Further, in the second paragraph of the syllabus, the Court adopted an abuse of discretion standard for appellate courts when reviewing the actions of a trial court in conducting a hearing regarding a motion for a new trial:

2. In determining whether a juror failed to answer honestly a material question on voir dire and whether that nondisclosure provided a basis for a for-cause challenge, an appellate court may not substitute its judgment for the trial court's judgment unless it appears that the trial court's attitude was unreasonable, arbitrary, or unconscionable. (Pearson v.
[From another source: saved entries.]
PR #11851, opened 2021-08-01
Add Safari versions for PopStateEvent API

vinyldarkscratch:
This PR adds real values for Safari (Desktop and iOS/iPadOS) for the `PopStateEvent` API, based upon results from the [mdn-bcd-collector](https://mdn-bcd-collector.appspot.com) project (v3.2.2).

Tests Used: https://mdn-bcd-collector.appspot.com/tests/api/PopStateEvent

### DIFF
--- a/api/PopStateEvent.json
+++ b/api/PopStateEvent.json
@@ -30,10 +30,10 @@
             "version_added": true
           },
           "safari": {
-            "version_added": true
+            "version_added": "6"
           },
           "safari_ios": {
-            "version_added": true
+            "version_added": "6"
           },
           "samsunginternet_android": {
             "version_added": "1.0"
@@ -126,10 +126,10 @@
               "version_added": true
             },
             "safari": {
-              "version_added": true
+              "version_added": "10"
             },
             "safari_ios": {
-              "version_added": true
+              "version_added": "10"
             },
             "samsunginternet_android": {
               "version_added": "1.0"


api/PopStateEvent.json
```diff
@@ -30,10 +30,10 @@
             "version_added": true
           },
           "safari": {
-            "version_added": true
+            "version_added": "6"
```
foolip, line 33: This doesn't match `onpopstate` and "popstate_event" data, which is 5/4.2 for Safari/iOS. Can you investigate if this is a case of the `PopStateEvent` interface not being exposed, or perhaps the "popstate" event originally used a plain `Event`?

The updated https://staging-dot-mdn-bcd-collector.appspot.com/tests/api/PopStateEvent should help answer this, but it looks like the harness is broken on Safari 5 now, so that's something to look into as well.

foolip: I think this is the same problem as in https://github.com/mdn/browser-compat-data/pull/11881#issuecomment-896595350, https://trac.webkit.org/changeset/94493/webkit also added `window.PopStateEvent`.

vinyldarkscratch: The issues with Safari 5 are actually caused by one of the extensions BrowserStack has loaded, of which appears to conflict with the JSON3 polyfill.  Running Safari 5 on my local VM works no problem.

Using the latest collector (v3.2.9), I tested this event once again in Safari 5.1 and 6, and have found that the `PopStateEvent` was implemented in Safari 6.  As a result, I'm certain that the `onpopstate` handler used a plain event instance before.

foolip: @vinyldarkscratch can you file an issue about the problem with the JSON3 polyfill? It sounds like we're loading it too early, and loading it when we're going to send the results would be better?

vinyldarkscratch: Regarding the event by the way, it was a regular event until Safari 6.

foolip: Great, thanks for confirming! There's already an issue about Safari 5 now so let's goooooo!

foolip (approved):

Gardner Cartage Co., Inc. (1947), 148 Ohio St. 425, 36 O.O. 77, 76 N.E.2d 67, paragraph two of the syllabus, followed.)

When the trial court denied the motion for a new trial, it commented that while the juror may not have answered all the questions fully, the trial court didn't believe that the juror gave false information in the questions he did answer. The trial court looked at the answers as being incomplete as opposed to false.

Plaintiff's counsel focused on the fact that had he known the total information, he would have used a preemptory challenge to remove the juror. The Ohio Supreme Court, however, decided that it is not enough to claim that the juror wouldn't have been seated because of a preemptory challenge. Rather, the moving party must show that a "for cause" challenge would have been granted.
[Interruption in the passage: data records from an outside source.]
PR #11854, opened 2021-08-01
Update IE versions for External API

vinyldarkscratch:
This PR updates and corrects the real values for Internet Explorer for the `External` API, based upon results from the [mdn-bcd-collector](https://mdn-bcd-collector.appspot.com) project (v3.2.2).

Tests Used: https://mdn-bcd-collector.appspot.com/tests/api/External

### DIFF
--- a/api/External.json
+++ b/api/External.json
@@ -20,7 +20,7 @@
             "version_added": true
           },
           "ie": {
-            "version_added": false
+            "version_added": "≤6"
           },
           "opera": {
             "version_added": "15"
@@ -68,7 +68,7 @@
               "version_added": true
             },
             "ie": {
-              "version_added": false
+              "version_added": "7"
             },
             "opera": {
               "version_added": "15"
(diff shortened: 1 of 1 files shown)


api/External.json
```diff
@@ -20,7 +20,7 @@
             "version_added": true
           },
           "ie": {
-            "version_added": false
+            "version_added": "≤6"
```
foolip, line 23: What properties did the object have in IE6, given that the methods below are set to 7?

vinyldarkscratch: I have no clue honestly, probably some proprietary IE-only implementation.  Though `window.external` _is_ defined in IE 6 (and as BCD states, all the way back to IE 4).

foolip: Fair enough. It's not inconsistent, just curious since some of the data is missing (and shouldn't be added).

foolip (approved):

The Grundy case has been followed by the Court of Appeals for the First Appellate District in Effective Shareholder Solutions, Inc. v. National City Bank, 2009 Ohio 6200. In the Shareholders case, the juror was an attorney who worked for a large law firm that at one time represented one of the parties in the litigation.

In affirming the trial court's decision not to grant a new trial, the appellate court wrote the following:

"In Grundy v. Dhillon, the Ohio Supreme Court addressed the question of when a party is entitled to a new trial on the basis of a juror's failure to disclose information during voir dire. The court held that the moving party must show that a juror failed to answer honestly a material question on voir dire and that the moving party was prejudiced by the presence on the trial jury of a juror who failed to disclose material information."
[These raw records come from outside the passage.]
PR #11856, opened 2021-08-01
Update all browsers versions for Plugin API

vinyldarkscratch:
This PR updates and corrects the real values for all browsers for the `Plugin` API, based upon results from the [mdn-bcd-collector](https://mdn-bcd-collector.appspot.com) project (v3.2.9).

### DIFF
--- a/api/Plugin.json
+++ b/api/Plugin.json
@@ -24,10 +24,10 @@
             "version_added": "4"
           },
           "opera": {
-            "version_added": "15"
+            "version_added": "≤12.1"
           },
           "opera_android": {
-            "version_added": "14"
+            "version_added": "≤12.1"
           },
           "safari": {
             "version_added": "1"
@@ -53,10 +53,10 @@
           "mdn_url": "https://developer.mozilla.org/docs/Web/API/Plugin/description",
           "support": {
             "chrome": {
-              "version_added": true
+              "version_added": "1"
             },
             "chrome_android": {
-              "version_added": true
+              "version_added": "18"
             },
             "edge": {
               "version_added": "12"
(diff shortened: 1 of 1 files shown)


api/Plugin.json
```diff
@@ -9,7 +9,7 @@
             "version_added": "1"
           },
           "chrome_android": {
-            "version_added": "18"
+            "version_added": false
```
foolip, line 12: `Plugin` if defined in Chrome for Android 91. I think there's a problem with http://mdn-bcd-collector.appspot.com/tests/api/Plugin, where an empty `navigator.plugins` array results in `instance` being undefined. But the interface object `Plugin` is exposed, and is in that sense supported, it's just that there aren't any instances because there are no plugins on mobile.

And indeed you've noticed this before:
https://github.com/foolip/mdn-bcd-collector/blob/90d055d06a50b9106f1d417aeec6c785efcfec2c/custom-tests.yaml#L1302

foolip (changes requested):

api/Plugin.json
foolip: I've sent https://github.com/foolip/mdn-bcd-collector/pull/1377 to make the test return null instead of false in this case, to avoid making incorrect updates.

vinyldarkscratch: Well, if mobile browsers don't have support for plugins, then perhaps we should set it to `false`, even if the APIs themselves are supported?

foolip: I could see the argument two ways:
- Set `navigator.plugins`, `PluginArray` and `Plugins` to false because there can be no actual plugins
- Set them to true because the APIs are there are correctly reflect that there can be no plugins

The previous state of the data was the second option, and that's what I lean towards. In this PR, can you keep things that way, and send another PR that changes all of the data for mobile if you think that would be better? Or perhaps add notes to all of these APIs?

vinyldarkscratch: I've reverted setting Chrome Android to `false` now, so this is ready to go!

foolip (approved):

"ESS failed to satisfy the first part of the Grundy test--that [the attorney] failed to answer a material question honestly. At no point in its argument below or before this court has ESS pointed to a question that [the attorney] answered incorrectly. ESS argues that "while ESS does not contend that [the attorney] deliberately failed to disclose his two conflicts of interest, he nevertheless failed to inform the Court that his law firm represented one of the parties at the time of the trial and that his wife's firm represented the predecessor bank, Provident." ESS contends that this is "sufficient to satisfy the first prong of the Grundy test." It is not."

In both the Grundy case and also the ESS case, the appellate courts focused on the determination by the trial court that the juror had not been dishonest, i.e., had not deliberately left out the missing information. Once that is shown, then the next question is, whether the trial court would have sustained a challenge for cause if the missing information had been known.

In Grundy, the trial court had determined that the juror had not intentionally left out the information and that if known the information would not have resulted in a successful challenge for cause. In the ESS case, the Court of Appeals did not address the issue of whether the trial court would have sustained a challenge for cause because it found that the attorney had not intentionally omitted the information regarding his firm's involvement with one of the parties.

So, if a motion for a new trial is filed because of a juror not completely answering questions on voir dire, the trial court must first determine whether the information was intentionally omitted and if it was, whether the omitted information would have led to a successful challenge for cause. Unless both parts of the test are satisfied, the motion must be denied.